CLO rule change benefits PE?

A proposed rule preventing CLO managers from bringing in outside investors to help finance deals could give private equity backed CLOs a competitive advantage, but could seriously hamper available leverage in Europe.

Changes have been mooted to the rule prohibiting collateralized loan obligation (CLO) managers from bringing in outside investors to finance 5 percent of the original raising of CLO. 

The European Banking Authority’s (EBA) updated rule was presented in a consultation paper on draft technical standards on the risk retention (or “skin in the game”) requirements of the Capital Requirements Directive. The skin in the game rules cause European credit institutions to suffer a punitive capital charge if it invests in a securitization transaction in which the originator, sponsor or original lender does not hold a minimum 5 percent of the economic exposure of the transaction.

The proposed amendment to the rule  broadens the definition of a CLO sponsor to now include MiFID regulated investment firms. This would make it hard for the firms now caught by the directive to issue new CLOs without either the balance sheet or funding available to be able to finance the skin in the game. This means that when the current crop expire, a massive chunk of liquidity could disappear from the European debt markets.  

But private equity owned CLO managers may have an advantage over other managers because of their access to funds and they might find themselves facing less competition in the market, sources add.

Macfarlane’s debt partner Rachel Kelly adds that prior to these proposals there was a flurry of activity from new entrants to the market but Kelly believes the new regulations will slow this down. There were five new CLOs issued this year compared to the three issued in the previous three years previously.
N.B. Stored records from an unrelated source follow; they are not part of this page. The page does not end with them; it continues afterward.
PR #8829, opened 2023-02-11
[18PNW] swap A and C regional starts

### LINKED ISSUE #8822: 1822PNW Swap locations of A and C
In the physical game, the locations of regionals A and C are swapped from what is on 18xx.games (top to bottom like the company numbering). 

A should be in Calgary, C should be in Vancouver, WA.

benjaminxscott:
closes #8822


outsidePasser:
I know PNW is in Alpha, but it really shouldn't be at this point (I'll check it in a bit), so please PIN broken games.

PR #8838, opened 2023-02-12
1822 PNW convert to latest rulebook and move to Beta

outsidePasser:


assets/app/view/game/round/stock.rb
```diff
@@ -318,7 +318,8 @@ def render_bank_companies
             },
           }
 
-          @game.buyable_bank_owned_companies.map do |company|
+          companies = @step.respond_to?(:bank_owned_companies) ? @step.bank_owned_companies : @game.buyable_bank_owned_companies
```
tobymao, line 321: why not just override this in your game? respond_to? in general is not a great way to go

lib/engine/game/g_1822_pnw/step/conversion.rb
```diff
@@ -0,0 +1,37 @@
...
+            return [6] if (6 * par) < minors_value && par == 100 && minors_cash >= (minors_value - 600)
+            return [] if (6 * par) < minors_value
+
+            min_shares = min_exchange_shares(par, minors_value, minors_cash)
+            max_shares = max_exchange_shares(par, minors_value, player_cash)
+            (2..10).to_a.select { |n| n >= min_shares && n <= max_shares }
+          end
+
+          def can_par_at?(par, minors_cash, minors_value, player_cash)
+            return true unless possible_exchanged_shares(par, minors_cash, minors_value, player_cash).empty?
```
tobymao, line 31: ! possible_exchanged_shares(par, minors_cash, minors_value, player_cash).empty? 

this is already a boolean right

assets/app/view/game/round/stock.rb
outsidePasser: The step in this case has the knowledge of which company is being formed, but the game doesn't know that.  I'm not sure how to get the game to know about it without game doing the same thing (@step.respond_to?).  I was following the pattern that shows up several other times in stock.rb.

lib/engine/game/g_1822_pnw/step/conversion.rb
outsidePasser: It's not a boolean - it's an array that contains possible values for the number of shares that can be exchanged.

outsidePasser: But with empty? it is a boolean.  Oops. Yes, I'll change that.

assets/app/view/game/round/stock.rb
tobymao: the game knows what step it is though

outsidePasser: Changed to override in game.

PR #8842, opened 2023-02-13
[1858] Operating round: route and dividend steps

ollybh:
There are three types of train in 1858 that have different ways of running routes and earning revenue:

- 2H/4H/6H are hex trains. They can only run on broad and dual gauge track.
- 2M/3M/4M/5M/6M are metre (narrow) gauge trains that cannot run on broad gauge track. Their range is the number of cities and off-board areas visited.
- 5E/6E/7E/5D are express trains. They run on broad and dual gauge track. They skips towns. Their range is the number of cities and off-board area visited. 5D trains earn double revenue.

Trains are wounded before rusting. Obsolete trains earn half revenue. They are not automatically discarded after running.

Privates owned by corporations don't pay income to the corporation, instead this is added to the corporations revenue from trains. This is handled in the `routes_revenue` method.

This private revenue can result in total revenues that don't divide neatly between shareholders even on a full payout. The earnings per share is rounded down and the leftover revenue is paid to the company treasury.

Share price only increases if earnings per share are at least one tenth of the current market price. There are no double jumps.


tobymao (approved):
conflicts

ollybh:
@tobymao The conflict is now resolved. It wasn't much of a conflict, both this pull request and #8804 were adding new methods to `lib/engine/game/g_1858/game.rb` and the merger wasn't sure how to order these in some places.

PR #8849, opened 2023-02-15
separated entities & map content from game.rb

philcampeau:
While I'm figuring out how to do more complex coding steps, I figured it could be helpful do so some basic organisation of the data on the site. This update just creates a map.rb and entities.rb file for 1830, separate from the game.rb file. 

It seems to pass all tests on my machine.


philcampeau:
Still needs some tweaks. Closing for now.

Traditional private equity firms that are diversifying with debt vehicles include Europe’s largest CLO manager, Blackstone’s GSO Capital Partners, and Carlyle too is a major player in the CLO world with a current European CLO valued at €365 million. 

The newly proposed regulations will not come into force until 2014, although the risk retention rules as set out in Article 122a of the Capital Requirements Directive are already in force.

The consultation on the draft technical standards runs until August 22, with a public hearing at the EBA to be held on July 22.